____ Materials provided

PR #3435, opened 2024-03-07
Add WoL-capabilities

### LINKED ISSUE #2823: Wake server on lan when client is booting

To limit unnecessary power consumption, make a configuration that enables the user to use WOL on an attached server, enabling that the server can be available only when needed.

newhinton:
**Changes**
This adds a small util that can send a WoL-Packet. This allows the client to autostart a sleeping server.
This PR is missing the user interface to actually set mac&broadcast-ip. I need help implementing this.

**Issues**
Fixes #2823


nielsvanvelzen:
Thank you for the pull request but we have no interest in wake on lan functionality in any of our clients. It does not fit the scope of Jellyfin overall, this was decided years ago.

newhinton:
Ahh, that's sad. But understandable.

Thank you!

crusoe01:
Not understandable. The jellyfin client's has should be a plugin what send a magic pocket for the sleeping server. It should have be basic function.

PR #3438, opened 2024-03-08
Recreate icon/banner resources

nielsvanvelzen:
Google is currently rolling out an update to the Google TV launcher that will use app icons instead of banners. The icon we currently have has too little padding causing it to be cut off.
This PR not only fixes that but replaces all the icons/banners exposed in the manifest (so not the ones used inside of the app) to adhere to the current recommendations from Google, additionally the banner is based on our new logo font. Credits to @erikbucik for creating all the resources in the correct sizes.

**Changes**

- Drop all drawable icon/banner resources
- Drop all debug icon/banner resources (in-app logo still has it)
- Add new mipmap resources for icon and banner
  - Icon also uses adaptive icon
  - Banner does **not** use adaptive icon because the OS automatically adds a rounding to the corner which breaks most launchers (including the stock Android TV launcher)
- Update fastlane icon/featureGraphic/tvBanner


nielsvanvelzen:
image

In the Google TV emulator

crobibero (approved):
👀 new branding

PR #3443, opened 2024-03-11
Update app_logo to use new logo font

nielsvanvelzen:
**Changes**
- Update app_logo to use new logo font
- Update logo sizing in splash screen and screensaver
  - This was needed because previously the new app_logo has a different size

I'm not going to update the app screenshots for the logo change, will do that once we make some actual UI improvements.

________
____ Materials provided

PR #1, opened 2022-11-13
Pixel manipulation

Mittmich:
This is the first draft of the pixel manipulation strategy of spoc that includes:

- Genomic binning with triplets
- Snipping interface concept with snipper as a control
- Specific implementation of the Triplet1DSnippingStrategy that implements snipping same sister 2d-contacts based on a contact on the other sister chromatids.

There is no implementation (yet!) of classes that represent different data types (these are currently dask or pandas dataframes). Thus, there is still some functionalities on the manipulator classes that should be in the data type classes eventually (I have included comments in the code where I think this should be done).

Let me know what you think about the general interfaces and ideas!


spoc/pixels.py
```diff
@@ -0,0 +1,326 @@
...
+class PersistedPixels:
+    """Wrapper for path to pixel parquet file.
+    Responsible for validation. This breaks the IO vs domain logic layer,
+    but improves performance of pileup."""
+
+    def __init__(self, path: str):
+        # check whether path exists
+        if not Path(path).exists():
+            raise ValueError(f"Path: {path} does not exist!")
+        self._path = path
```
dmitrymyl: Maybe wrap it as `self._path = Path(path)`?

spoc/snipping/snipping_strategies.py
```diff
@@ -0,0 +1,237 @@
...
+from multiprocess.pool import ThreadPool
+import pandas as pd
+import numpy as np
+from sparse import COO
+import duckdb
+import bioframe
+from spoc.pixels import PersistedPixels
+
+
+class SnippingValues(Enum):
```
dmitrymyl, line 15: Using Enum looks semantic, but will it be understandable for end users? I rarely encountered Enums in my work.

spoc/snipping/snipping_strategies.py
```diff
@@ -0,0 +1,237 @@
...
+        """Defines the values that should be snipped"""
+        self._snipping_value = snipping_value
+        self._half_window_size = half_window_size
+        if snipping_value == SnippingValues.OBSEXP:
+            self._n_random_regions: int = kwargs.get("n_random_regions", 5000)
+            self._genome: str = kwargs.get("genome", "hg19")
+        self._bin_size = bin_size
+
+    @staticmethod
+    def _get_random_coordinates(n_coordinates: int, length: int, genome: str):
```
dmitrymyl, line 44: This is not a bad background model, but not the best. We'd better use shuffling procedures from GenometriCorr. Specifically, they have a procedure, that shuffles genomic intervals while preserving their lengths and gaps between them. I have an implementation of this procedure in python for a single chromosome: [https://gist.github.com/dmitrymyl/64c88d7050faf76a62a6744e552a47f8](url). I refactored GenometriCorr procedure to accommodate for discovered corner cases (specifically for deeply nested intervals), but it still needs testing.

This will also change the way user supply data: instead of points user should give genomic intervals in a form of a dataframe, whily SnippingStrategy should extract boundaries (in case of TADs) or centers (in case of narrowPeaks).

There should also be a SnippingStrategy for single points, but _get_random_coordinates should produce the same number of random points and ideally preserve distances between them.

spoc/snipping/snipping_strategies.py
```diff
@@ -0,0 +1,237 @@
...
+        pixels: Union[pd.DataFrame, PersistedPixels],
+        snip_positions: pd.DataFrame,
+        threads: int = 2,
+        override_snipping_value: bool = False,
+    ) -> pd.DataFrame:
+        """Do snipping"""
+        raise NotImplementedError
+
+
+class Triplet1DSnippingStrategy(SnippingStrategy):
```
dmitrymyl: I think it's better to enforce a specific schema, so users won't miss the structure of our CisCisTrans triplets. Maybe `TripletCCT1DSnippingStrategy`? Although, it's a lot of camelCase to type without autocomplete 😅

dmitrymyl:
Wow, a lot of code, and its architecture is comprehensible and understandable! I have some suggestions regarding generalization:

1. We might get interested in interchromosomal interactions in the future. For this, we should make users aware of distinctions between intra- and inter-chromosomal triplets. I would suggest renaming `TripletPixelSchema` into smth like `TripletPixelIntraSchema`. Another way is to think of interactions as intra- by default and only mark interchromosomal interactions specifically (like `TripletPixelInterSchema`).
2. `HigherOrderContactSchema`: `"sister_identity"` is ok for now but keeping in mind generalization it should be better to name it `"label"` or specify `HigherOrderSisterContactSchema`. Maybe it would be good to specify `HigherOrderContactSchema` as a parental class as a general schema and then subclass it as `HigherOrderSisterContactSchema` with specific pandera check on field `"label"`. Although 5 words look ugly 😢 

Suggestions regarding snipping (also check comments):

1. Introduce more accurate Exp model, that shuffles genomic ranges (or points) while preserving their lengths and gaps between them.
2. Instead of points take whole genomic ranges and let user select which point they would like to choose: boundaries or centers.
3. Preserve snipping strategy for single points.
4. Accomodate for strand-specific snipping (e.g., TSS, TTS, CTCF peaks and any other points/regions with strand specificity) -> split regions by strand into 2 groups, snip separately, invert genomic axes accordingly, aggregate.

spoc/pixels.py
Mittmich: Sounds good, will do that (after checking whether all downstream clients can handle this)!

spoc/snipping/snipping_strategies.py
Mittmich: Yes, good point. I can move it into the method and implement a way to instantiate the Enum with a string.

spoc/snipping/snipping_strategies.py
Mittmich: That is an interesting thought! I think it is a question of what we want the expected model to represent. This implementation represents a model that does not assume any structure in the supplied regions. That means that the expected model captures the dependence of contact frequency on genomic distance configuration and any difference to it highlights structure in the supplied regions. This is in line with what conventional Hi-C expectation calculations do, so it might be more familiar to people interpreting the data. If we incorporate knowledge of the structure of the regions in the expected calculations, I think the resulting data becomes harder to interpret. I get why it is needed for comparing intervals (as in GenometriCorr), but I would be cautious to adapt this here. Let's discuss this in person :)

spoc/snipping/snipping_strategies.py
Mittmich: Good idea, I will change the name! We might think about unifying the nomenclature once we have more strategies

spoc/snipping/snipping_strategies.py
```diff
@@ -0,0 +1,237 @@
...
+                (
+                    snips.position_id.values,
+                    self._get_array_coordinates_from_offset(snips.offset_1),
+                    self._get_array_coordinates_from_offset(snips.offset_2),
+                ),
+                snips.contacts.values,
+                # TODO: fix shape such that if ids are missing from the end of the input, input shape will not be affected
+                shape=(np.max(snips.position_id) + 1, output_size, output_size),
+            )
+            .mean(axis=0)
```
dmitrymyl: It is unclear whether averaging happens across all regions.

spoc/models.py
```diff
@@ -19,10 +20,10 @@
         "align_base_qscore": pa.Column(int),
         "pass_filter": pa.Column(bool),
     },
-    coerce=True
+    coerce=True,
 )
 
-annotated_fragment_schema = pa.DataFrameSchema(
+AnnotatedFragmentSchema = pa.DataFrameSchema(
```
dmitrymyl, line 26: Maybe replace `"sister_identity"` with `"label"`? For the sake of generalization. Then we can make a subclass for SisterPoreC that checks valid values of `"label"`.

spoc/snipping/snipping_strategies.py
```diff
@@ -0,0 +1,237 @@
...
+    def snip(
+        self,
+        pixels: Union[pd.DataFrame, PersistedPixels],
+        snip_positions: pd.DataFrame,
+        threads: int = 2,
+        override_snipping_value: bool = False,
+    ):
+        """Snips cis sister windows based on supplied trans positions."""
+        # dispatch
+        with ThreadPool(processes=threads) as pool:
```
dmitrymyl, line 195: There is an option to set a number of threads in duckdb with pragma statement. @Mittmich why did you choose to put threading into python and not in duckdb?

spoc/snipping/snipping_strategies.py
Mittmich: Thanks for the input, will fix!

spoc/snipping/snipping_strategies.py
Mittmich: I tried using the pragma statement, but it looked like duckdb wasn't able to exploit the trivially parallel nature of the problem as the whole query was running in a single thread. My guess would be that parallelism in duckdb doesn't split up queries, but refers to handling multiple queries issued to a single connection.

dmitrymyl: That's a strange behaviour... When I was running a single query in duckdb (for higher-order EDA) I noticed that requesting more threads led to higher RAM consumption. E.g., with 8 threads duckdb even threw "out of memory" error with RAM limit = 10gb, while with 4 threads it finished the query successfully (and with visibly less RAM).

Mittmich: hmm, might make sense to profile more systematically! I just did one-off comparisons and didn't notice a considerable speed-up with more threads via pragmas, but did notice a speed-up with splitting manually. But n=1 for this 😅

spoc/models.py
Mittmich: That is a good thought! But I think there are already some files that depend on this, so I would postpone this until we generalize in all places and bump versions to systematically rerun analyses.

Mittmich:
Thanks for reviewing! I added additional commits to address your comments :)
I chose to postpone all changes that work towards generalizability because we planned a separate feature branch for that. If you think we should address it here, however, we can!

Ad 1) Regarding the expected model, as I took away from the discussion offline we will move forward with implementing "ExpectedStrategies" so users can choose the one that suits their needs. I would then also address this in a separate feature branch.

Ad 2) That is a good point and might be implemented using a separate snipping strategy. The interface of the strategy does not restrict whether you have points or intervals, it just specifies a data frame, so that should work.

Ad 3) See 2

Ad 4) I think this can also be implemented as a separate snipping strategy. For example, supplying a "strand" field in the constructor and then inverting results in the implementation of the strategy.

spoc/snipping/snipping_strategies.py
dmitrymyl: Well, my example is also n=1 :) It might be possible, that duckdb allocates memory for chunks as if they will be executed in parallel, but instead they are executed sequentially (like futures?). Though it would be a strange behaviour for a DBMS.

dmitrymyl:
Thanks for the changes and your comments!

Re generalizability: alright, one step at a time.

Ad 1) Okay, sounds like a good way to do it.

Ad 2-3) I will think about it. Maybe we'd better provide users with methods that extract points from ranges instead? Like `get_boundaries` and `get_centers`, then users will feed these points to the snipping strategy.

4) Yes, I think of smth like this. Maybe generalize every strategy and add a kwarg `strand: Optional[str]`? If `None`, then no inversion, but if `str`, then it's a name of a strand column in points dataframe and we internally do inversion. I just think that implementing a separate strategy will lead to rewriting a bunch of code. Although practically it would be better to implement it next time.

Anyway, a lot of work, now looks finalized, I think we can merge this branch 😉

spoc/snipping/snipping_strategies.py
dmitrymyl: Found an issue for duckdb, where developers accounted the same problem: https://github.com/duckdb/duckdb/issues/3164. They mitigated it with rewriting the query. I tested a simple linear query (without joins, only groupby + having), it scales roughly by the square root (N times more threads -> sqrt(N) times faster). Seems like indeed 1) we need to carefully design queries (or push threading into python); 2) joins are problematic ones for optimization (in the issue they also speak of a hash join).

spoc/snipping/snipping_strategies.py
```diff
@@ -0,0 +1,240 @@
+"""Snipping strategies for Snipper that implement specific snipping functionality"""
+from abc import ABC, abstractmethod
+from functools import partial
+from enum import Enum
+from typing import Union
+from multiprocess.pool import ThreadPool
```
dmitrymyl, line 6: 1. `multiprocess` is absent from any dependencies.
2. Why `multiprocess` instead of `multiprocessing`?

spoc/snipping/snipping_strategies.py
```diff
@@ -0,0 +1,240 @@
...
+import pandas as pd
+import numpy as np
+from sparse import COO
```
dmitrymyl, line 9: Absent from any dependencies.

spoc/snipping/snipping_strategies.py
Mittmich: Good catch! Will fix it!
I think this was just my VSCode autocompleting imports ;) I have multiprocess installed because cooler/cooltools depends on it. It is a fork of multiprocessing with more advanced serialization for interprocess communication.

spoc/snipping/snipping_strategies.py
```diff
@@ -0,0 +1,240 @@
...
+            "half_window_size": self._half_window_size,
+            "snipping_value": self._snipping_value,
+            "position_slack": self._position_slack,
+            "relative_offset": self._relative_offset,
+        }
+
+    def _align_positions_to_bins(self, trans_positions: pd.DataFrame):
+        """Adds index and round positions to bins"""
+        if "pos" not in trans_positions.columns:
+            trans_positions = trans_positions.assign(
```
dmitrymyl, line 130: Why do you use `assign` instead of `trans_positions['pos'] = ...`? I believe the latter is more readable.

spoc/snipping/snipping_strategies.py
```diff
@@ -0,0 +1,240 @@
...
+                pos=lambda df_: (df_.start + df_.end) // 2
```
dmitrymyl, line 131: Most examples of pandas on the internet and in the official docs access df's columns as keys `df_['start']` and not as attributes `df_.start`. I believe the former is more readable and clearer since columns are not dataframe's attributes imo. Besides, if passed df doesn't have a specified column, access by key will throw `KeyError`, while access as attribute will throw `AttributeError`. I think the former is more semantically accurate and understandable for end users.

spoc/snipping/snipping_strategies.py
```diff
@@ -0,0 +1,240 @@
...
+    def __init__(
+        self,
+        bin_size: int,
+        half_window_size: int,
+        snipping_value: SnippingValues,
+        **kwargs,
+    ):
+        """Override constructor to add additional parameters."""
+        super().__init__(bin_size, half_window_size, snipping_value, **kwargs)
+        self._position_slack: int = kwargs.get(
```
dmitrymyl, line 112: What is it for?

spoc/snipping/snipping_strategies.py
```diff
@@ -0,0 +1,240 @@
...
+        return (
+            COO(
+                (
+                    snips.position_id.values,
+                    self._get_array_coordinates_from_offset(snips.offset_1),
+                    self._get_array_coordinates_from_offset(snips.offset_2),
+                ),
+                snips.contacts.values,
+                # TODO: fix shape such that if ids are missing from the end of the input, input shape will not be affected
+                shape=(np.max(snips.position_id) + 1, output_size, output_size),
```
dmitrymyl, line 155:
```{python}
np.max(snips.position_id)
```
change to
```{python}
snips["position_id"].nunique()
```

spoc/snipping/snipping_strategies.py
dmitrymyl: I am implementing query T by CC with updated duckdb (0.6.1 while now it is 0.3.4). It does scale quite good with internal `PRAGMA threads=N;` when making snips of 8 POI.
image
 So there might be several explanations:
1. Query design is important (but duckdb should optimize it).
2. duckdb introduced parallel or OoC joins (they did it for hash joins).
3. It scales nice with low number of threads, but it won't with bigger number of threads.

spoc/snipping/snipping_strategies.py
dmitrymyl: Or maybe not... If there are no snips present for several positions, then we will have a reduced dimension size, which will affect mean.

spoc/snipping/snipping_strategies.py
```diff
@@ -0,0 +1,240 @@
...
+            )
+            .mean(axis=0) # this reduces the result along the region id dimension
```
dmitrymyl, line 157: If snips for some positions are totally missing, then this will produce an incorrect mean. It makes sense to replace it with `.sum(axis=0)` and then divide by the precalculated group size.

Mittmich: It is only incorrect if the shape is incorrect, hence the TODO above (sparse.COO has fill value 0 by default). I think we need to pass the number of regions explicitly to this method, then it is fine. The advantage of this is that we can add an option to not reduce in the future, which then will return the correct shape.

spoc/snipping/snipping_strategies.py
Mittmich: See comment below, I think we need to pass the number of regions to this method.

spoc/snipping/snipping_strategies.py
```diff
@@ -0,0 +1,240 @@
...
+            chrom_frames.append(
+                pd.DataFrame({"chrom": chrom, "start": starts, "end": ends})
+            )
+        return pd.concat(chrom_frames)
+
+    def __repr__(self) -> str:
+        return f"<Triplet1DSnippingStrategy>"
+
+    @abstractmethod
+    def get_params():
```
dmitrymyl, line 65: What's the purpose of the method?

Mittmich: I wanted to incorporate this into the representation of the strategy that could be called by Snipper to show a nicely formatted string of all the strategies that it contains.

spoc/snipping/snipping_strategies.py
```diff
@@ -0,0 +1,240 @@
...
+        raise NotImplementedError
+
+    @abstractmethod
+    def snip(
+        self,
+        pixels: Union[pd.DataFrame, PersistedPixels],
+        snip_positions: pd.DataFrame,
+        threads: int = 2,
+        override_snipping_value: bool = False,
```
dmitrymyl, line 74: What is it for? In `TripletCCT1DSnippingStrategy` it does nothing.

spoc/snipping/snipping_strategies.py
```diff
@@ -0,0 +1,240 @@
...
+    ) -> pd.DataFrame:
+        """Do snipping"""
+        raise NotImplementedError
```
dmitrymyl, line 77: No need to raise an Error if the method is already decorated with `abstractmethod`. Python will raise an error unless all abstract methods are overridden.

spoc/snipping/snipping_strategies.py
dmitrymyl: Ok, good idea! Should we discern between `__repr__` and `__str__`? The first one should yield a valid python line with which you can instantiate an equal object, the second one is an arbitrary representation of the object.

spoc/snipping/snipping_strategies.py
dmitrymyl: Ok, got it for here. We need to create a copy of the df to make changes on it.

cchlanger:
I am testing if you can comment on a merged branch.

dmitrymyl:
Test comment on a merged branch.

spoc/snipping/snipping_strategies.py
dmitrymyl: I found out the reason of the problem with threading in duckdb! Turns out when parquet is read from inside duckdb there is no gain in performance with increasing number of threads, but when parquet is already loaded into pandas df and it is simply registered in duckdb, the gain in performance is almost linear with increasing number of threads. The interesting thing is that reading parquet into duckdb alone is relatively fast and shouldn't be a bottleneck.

________

## Task goal
Give back exactly the lines of the listing above that run from the line with "PR #3435, opened 2024-03-07" to the line with "Google is currently", inclusive.

## Output below
PR #3435, opened 2024-03-07
Add WoL-capabilities

### LINKED ISSUE #2823: Wake server on lan when client is booting

To limit unnecessary power consumption, make a configuration that enables the user to use WOL on an attached server, enabling that the server can be available only when needed.

newhinton:
**Changes**
This adds a small util that can send a WoL-Packet. This allows the client to autostart a sleeping server.
This PR is missing the user interface to actually set mac&broadcast-ip. I need help implementing this.

**Issues**
Fixes #2823


nielsvanvelzen:
Thank you for the pull request but we have no interest in wake on lan functionality in any of our clients. It does not fit the scope of Jellyfin overall, this was decided years ago.

newhinton:
Ahh, that's sad. But understandable.

Thank you!

crusoe01:
Not understandable. The jellyfin client's has should be a plugin what send a magic pocket for the sleeping server. It should have be basic function.

PR #3438, opened 2024-03-08
Recreate icon/banner resources

nielsvanvelzen:
Google is currently rolling out an update to the Google TV launcher that will use app icons instead of banners. The icon we currently have has too little padding causing it to be cut off.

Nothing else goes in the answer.